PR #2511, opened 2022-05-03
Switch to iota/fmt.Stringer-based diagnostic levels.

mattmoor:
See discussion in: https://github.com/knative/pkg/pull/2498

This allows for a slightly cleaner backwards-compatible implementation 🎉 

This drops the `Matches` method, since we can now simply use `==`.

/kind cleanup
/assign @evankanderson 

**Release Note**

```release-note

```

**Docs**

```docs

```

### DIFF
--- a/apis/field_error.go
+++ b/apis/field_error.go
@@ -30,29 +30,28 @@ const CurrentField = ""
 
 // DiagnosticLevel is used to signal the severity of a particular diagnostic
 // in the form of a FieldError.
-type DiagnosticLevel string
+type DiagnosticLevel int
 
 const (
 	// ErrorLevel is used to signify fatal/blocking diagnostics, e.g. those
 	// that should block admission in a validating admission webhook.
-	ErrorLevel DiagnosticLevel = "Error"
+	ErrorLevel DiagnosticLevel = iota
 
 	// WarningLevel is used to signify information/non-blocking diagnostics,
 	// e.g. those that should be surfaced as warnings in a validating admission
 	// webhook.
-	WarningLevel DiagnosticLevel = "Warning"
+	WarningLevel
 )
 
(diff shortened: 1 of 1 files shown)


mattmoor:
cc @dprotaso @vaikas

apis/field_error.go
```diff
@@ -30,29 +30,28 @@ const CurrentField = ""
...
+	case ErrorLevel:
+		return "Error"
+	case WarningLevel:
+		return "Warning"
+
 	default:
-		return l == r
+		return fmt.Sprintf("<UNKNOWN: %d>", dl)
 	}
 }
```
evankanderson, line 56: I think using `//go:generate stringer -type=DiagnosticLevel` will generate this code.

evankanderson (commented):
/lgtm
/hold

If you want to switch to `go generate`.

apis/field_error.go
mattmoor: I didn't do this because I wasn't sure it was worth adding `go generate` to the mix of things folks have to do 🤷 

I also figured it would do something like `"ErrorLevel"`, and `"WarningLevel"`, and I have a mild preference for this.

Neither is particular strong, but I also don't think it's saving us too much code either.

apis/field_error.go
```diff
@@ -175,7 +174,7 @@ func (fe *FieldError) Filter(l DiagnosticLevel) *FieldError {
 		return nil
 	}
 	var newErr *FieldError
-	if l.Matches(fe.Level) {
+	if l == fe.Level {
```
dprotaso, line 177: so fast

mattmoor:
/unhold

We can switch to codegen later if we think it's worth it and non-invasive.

┄┄┄┄┄┄┄┄┄┄

» Problem requirements:
Some lines in the material contain "particular". Show all of them.

» Answer to this task:
 // DiagnosticLevel is used to signal the severity of a particular diagnostic
Neither is particular strong, but I also don't think it's saving us too much code either.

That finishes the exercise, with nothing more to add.